= Penguin History of Britain =

Book series

The Penguin History of Britain is a series of books on British history for the general reader published by Penguin Books. Eight of the nine volumes appeared between 1996 and 2018, with several of them going on to be reissued in revised editions. The general editor is David Cannadine, who also contributed the nineteenth-century volume. Still to come is Linda Colley's volume on the eighteenth century. This was announced when the series was launched in 1996, and as of mid-2026 it was expected to appear in 2028.

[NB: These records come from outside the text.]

PR #1209, opened 2020-06-23
[3336] - Bug fix: state transition error

TobyRet:
### Context
- When a user updated their notification preferences after dismissing the notifications interruption screen, a state transition was accidentally being called. 

- When a user updates their notifications preferences we now check if the user is 'allowed' to transition their state to 'notifications_configured'. If true then their state is transitioned and they will no longer see the notifications interruption screen

### Checklist

- [ ] Attach to Trello card
- [ ] Rebased master
- [ ] Cleaned commit history
- [ ] Product Review

### DIFF
--- a/app/controllers/notifications_controller.rb
+++ b/app/controllers/notifications_controller.rb
@@ -17,7 +17,7 @@ class NotificationsController < ApplicationController
       return
     end
 
-    unless user.notifications_configured
+    if user.may_accept_notifications_screen?
       UpdateUserService.call(user, "accept_notifications_screen!")
     end
 
--- a/spec/controllers/notifications_controller_spec.rb
+++ b/spec/controllers/notifications_controller_spec.rb
@@ -16,7 +16,7 @@ describe NotificationsController, type: :controller do
   describe "UPDATE" do
     before do
       allow_any_instance_of(ApplicationController).to receive(:current_user)
-        .and_return(current_user)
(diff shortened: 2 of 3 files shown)


app/controllers/notifications_controller.rb
```diff
@@ -17,7 +17,7 @@ def update
       return
     end
 
-    unless user.notifications_configured
+    unless user.notifications_configured?
```
TobyRet, line 20: We are now checking the state of the user via the state machine

app/controllers/notifications_controller.rb
```diff
@@ -17,7 +17,7 @@ def update
       return
     end
 
-    unless user.notifications_configured
+    if user.may_accept_notifications_screen?
```
misaka, line 20: I like this naming better, but where is this defined?

spec/controllers/notifications_controller_spec.rb
```diff
@@ -16,7 +16,7 @@
   describe "UPDATE" do
     before do
       allow_any_instance_of(ApplicationController).to receive(:current_user)
-        .and_return(current_user)
+                                                        .and_return(current_user)
```
misaka, line 19: 😻

app/controllers/notifications_controller.rb
TobyRet: It's an aasm helper

PR #1210, opened 2020-06-23
[3589] - Skip signin redirect to interruption pages

misaka:
### Context
If users try to visit to an interruption screen that they have previously actioned, and accept the interruption screen again they receive an an error as a result of the recent addition of the state machine to publish. This is most likely because these users have bookmarked the interruption pages.

Before allowing a user to see an interruption screen we first check if their state is valid. If they already have the state transition that results from accepting the interruption screen then they are redirected to the next interruption screen and so on.

### Guidance for review
Set your user state to 'rolled_over' and try and visit the following interruption screens - `/transition-info`, `/rollover`. Rather than seeing flames you should be redirected. 

### Checklist

- [ ] Attach to Trello card
- [ ] Rebased master
- [ ] Cleaned commit history
- [ ] Product Review

### DIFF
--- a/spec/features/sign_in_spec.rb
+++ b/spec/features/sign_in_spec.rb
@@ -69,6 +69,8 @@ feature "Sign in", type: :feature do
 
       context "Rollover is enabled" do
         let(:user) { build(:user, :new) }
+        let(:transitioned_user) { build(:user, :transitioned, id: user.id) }
+
         let(:user_update_request) do
           stub_request(
             :patch,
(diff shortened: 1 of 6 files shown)


misaka:
[Skip interruption pages when user has already accepted them.](https://trello.com/c/xGMnnXOq/3589-skip-interruption-pages-when-user-has-already-accepted-them)

spec/features/sign_in_spec.rb
```diff
@@ -69,14 +70,23 @@
...
           )
                                       .with(body: /"state":"transitioned"/)
         end
-        let(:user_get_request) { stub_api_v2_request("/users/#{user.id}", user.to_jsonapi) }
+
+        let(:user_get_request) do
+          stub_request(:get, "#{Settings.manage_backend.base_url}/api/v2/users/#{user.id}").to_return(
+            { body: user.to_jsonapi.to_json, headers: { 'Content-Type': "application/vnd.api+json" } },
+            { body: user.to_jsonapi.to_json, headers: { 'Content-Type': "application/vnd.api+json" } },
+            { body: transitioned_user.to_jsonapi.to_json, headers: { 'Content-Type': "application/vnd.api+json" } },
```
TobyRet, line 87: This spec is transitioning the state of the user, hence why a modified user (i.e. `transitioned_user`) is being returned

PR #1221, opened 2020-06-25
[3602] - Fix accept terms process

TobyRet:
### Context
Currently users are unable to accept-terms (unauthorised)

- This commit reverts back to the original behaviour for allowing users to accept terms. This is because the api users update endpoint contains a guard to check if the user has accepted terms.
- Additional fix added - access request count is displayed in footer only if user has accepted terms. I noticed when manually testing the fix for accept terms that if you are an admin user `admin: true` when you reach the accept terms page, the footer makes a direct API call that results in a 403 loop. See https://github.com/DFE-Digital/publish-teacher-training/blob/2fe9b92fbb7ade233ec563280de32fab04edebb2/app/views/layouts/_footer.html.erb#L9

An additional guard has been added to the footer so that it does not blow up if the user is admin and has not accepted terms.

### Checklist

- [x] Attach to Trello card
- [x] Rebased master
- [x] Cleaned commit history
- [x] Product Review

### DIFF
--- a/app/controllers/application_controller.rb
+++ b/app/controllers/application_controller.rb
@@ -184,6 +184,7 @@ private
     session[:auth_user]["state"] = user.state
     session[:auth_user]["associated_with_accredited_body"] = user.associated_with_accredited_body
     session[:auth_user]["notifications_configured"] = user.notifications_configured
+    session[:auth_user]["accepted_terms?"] = user.accept_terms_date_utc.present?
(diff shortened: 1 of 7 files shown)


TobyRet:
https://trello.com/c/CfkBwzLC/3602-bug-accept-terms

asmega:
[Bug: Accept terms](https://trello.com/c/CfkBwzLC/3602-bug-accept-terms)

PR #1224, opened 2020-06-25
[3543] Accept rollover for 2021

asmega:
### Context

- https://trello.com/c/AMMShiva/3543-m-build-final-interruption-screen-for-roll-over
- When the user accepts rollover for 2021 we need to change state to keep track
- This adds a new state so we know user has accepted for the 2021 cycle

- When a user now acknowledges rollover they are set the state of `accepted_rollover_2021`

### Guidance to review

- depends on https://github.com/DFE-Digital/publish-teacher-training/pull/1221
- this can be easily tested if the following is cherry picked https://github.com/DFE-Digital/publish-teacher-training/pull/1216
- navigate to /auth/developer
- login as different users some examples: admins, new, rolled_over, transitioned, those who have not accepted the terms
- on login should see correct screens
- logout will also work with the cherry picked branch
- login back in as the user
- should not see interrupt screens and should be sent to correct home page

### Checklist

- [x] Attach to Trello card
- [x] Rebased master
- [x] Cleaned commit history
- [ ] Product Review

### DIFF
--- a/spec/features/sign_in_spec.rb
+++ b/spec/features/sign_in_spec.rb
@@ -43,7 +43,7 @@ feature "Sign in", type: :feature do
 
     # Redirect to DfE Signin and come back
     expect(page).to have_content("Sign out (#{user.first_name} #{user.last_name})")
-    expect(root_page).to be_displayed
+    expect(page.current_path).to eql("/rollover")
   end
 
   describe "Interruption screens" do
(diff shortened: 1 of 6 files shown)


asmega:
[[M] Build final interruption screen for roll-over](https://trello.com/c/AMMShiva/3543-m-build-final-interruption-screen-for-roll-over)

spec/features/sign_in_spec.rb
```diff
@@ -43,7 +43,7 @@
 
     # Redirect to DfE Signin and come back
     expect(page).to have_content("Sign out (#{user.first_name} #{user.last_name})")
-    expect(root_page).to be_displayed
+    expect(page.current_path).to eql("/rollover")
```
TobyRet, line 46: I'm not sure I understand this change. The spec has a user with the default state ('rolled_over'). Given that the user has this state they should be directed to root_path not "/roll_over"?

TobyRet, line 46: At first I was confused how this was passing then saw that the user's next state will redirect the user to roll_over path. 👍 
`accepted_rollover_2021: rollover_path`

PR #1235, opened 2020-06-30
[3551] -  Refactor edit initial allocation flow

TobyRet:
### Context
Currently, the logic for creating an initial allocation is very different to updating an initial allocation. This was because of the deadline to get allocations work finished. 

- Move logic out of the controller into a flow object. This now follows a similar pattern to creating an initial allocation.
- Create separate form objects for each stage of the edit initial allocation flow.
- This change also reduces the number of routes required.

### Guidance to review
- The behaviour remains unchanged. 🤞 

### Checklist

- [x] Attach to Trello card
- [x] Rebased master
- [x] Cleaned commit history
- [x] Product Review


TobyRet:
[[L] Initial Allocations Refactor](https://trello.com/c/NbW1g63O/3551-l-initial-allocations-refactor)

app/form_objects/edit_initial_request_form.rb
```diff
@@ -0,0 +1,28 @@
+class EditInitialRequestForm
```
TobyRet, line 1: Both this form and the [InitialRequest form](https://github.com/DFE-Digital/publish-teacher-training/blob/master/app/form_objects/initial_request_form.rb) have the `number of places` validation in common - potentially I could extract the common behaviour to a base class an inherit but then it may not be obvious what the base class is doing. Any opinion?

app/flows/edit_initial_request_flow.rb
```diff
@@ -0,0 +1,120 @@
...
+  def proceed_to_number_of_places_page?
+    params[:next_step] == "number_of_places" && params[:request_type].present? || number_of_places_validation_error?
+  end
+
+  def proceed_to_check_answers_page?
+    params[:next_step] == "check_answers" && params[:number_of_places].present? && form_object.valid?
+  end
+
+  def number_of_places_page?
+    (params[:step].present? && params[:step] == "number_of_places") || params[:number_of_places].present?
```
aliuk2012, line 80: This method isn't being tested

app/flows/edit_initial_request_flow.rb
```diff
@@ -0,0 +1,120 @@
...
+  end
+
+  def check_answers_page?
+    params[:step].present? && params[:step] == "check_answers"
```
aliuk2012, line 84: This method isn't being tested

app/form_objects/edit_initial_request_form.rb
```diff
@@ -0,0 +1,28 @@
...
+  end
+
+  def number_of_places_valid?
+    !number_of_places.empty? &&
+      /\A\d+\z/.match?(number_of_places) &&
+      number_of_places.to_i.positive?
+  end
+
+  def selected_request_type
+    errors.add(:request_type, "Select one option") unless number_of_places.present? || request_type_valid?
```
aliuk2012, line 22: This method isn't being tested according to code climate

app/form_objects/edit_initial_request_form.rb
```diff
@@ -0,0 +1,28 @@
...
+  end
+
+  def request_type_valid?
+    request_type == AllocationsView::RequestType::INITIAL || AllocationsView::RequestType::DECLINED
```
aliuk2012, line 26: This method isn't being tested according to code climate

app/form_objects/edit_initial_request_form.rb
SamJamCul: @asmega @aliuk2012 and I have been looking at this - it would be better if we could have separate form objects for each of these pages - rather than overloading one form object with lots of different validations. We can also use some inbuilt rails validation to more closely match what happens on the API side

`validates :number_of_places, presence: { message: "You must enter a number" },
                               numericality: { only_integer: true, greater_than: 0, message: "You must enter a number greater than 0" }`

SamJamCul:
It would be good if we could rename some of the template names being used, so that they better match the actions. In particular the `do_you_want.html.erb` doesn't line up with much anymore.

app/form_objects/edit_initial_request_form.rb
TobyRet: @aliuk2012 @asmega @SamJamCul - I think using separate form objects is potentially an idea worth considering - there may be some factors to consider though. At the code review we opted for a single for a single form object for all pages to more close mirror the 'create' initial allocation process. If we go for a multiple form object pattern (i.e. one form object per page) we will need to refactor the create initial allocation process too, so will require some more work and will have to make a case for prioritising. Also are suggesting that the multiple form object pattern become the preferred approach moving forwards? Could be worth getting input from the rest of the team.

app/views/providers/edit_initial_allocations/do_you_want.html.erb
```diff
@@ -7,14 +7,14 @@
...
+    <%= form_with url: post_edit_initial_request_provider_recruitment_cycle_allocation_path(
                          provider.provider_code,
                          provider.recruitment_cycle_year,
                          training_provider.provider_code,
                   ),
                   method: :post,
-                  model: allocation_model,
-                  scope: "allocation",
+                  model: form_object,
+                  scope: "",
```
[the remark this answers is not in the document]
TobyRet: By setting to `nil` or removing `scope` entirely Rails nests the params in another hash, which is a bit of a pain TBH. By setting to empty string we retain a flat structure

When scope set to `nil`

```
=> <ActionController::Parameters {"utf8"=>"✓", "authenticity_token"=>"pAq6PvaoTMmASO0epcTPkKnQ5JRnDgAJJAG0odVMwOd44e9AZ1w1l4xDZKobHNZmiN6dvT/b6Or0BYoMP2ElNA==", "allocations_edit_initial_request_type_form"=>{"request_type"=>"initial"}, "id"=>"903", "next_step"=>"number_of_places", "commit"=>"Continue", "on"=>:member, "controller"=>"providers/edit_initial_allocations", "action"=>"edit", "provider_code"=>"L51", "recruitment_cycle_year"=>"2020", "training_provider_code"=>"2CD"} permitted: false>
```

app/views/providers/edit_initial_allocations/number_of_places.html.erb
```diff
@@ -14,14 +14,15 @@
...
+  <%= form_with url: post_edit_initial_request_provider_recruitment_cycle_allocation_path(
                       provider.provider_code,
                       recruitment_cycle.year,
                       training_provider.provider_code,
                       id: allocation.id
                     ),
                     skip_enforcing_utf8: true,
-                    model: allocation,
+                    model: form_object,
+                    scope: "",
```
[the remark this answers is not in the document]
TobyRet: https://github.com/DFE-Digital/publish-teacher-training/pull/1235#discussion_r455893694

Collectively, the books in the series span the period 54 BC to 2000. They are:
1. An Imperial Possession: Britain in the Roman Empire, 54 BC–AD 409 (2006) by David Mattingly
2. Britain After Rome: The Fall and Rise, 400 to 1070 (2010) by Robin Fleming
3. The Struggle for Mastery: Britain, 1066–1284 (2003) by David Carpenter
4. The Hollow Crown: A History of Britain in the Late Middle Ages (2005) by Miri Rubin
5. New Worlds, Lost Worlds: The Rule of the Tudors, 1485–1603 (2000) by Susan Brigden
6. A Monarchy Transformed: Britain, 1603–1714 (1996) by Mark Kishlansky
7. Becoming Global: Britain, 1688–1815 by Linda Colley — expected 18 May 2028
8. Victorious Century: The United Kingdom, 1800-1906 (2018) by David Cannadine
9. Hope and Glory: Britain 1900–1990 (1996) by Peter Clarke — the second edition published in 2004 took the story to 2000
The series is primarily envisaged as a narrative history of Britain, intended to update the "Whiggish" approach of older studies. It was particularly intended to supersede the Pelican History of England (1950–1965) which, though influential, was considered "dated". The series was intended to engage with "the fact of decline, political, imperial, military and economic" in British power. It was framed as "consciously British" (rather than English) and put particular "focus on Britain’s world position primarily with reference to the 'three circles' of Europe, the Empire and the United States".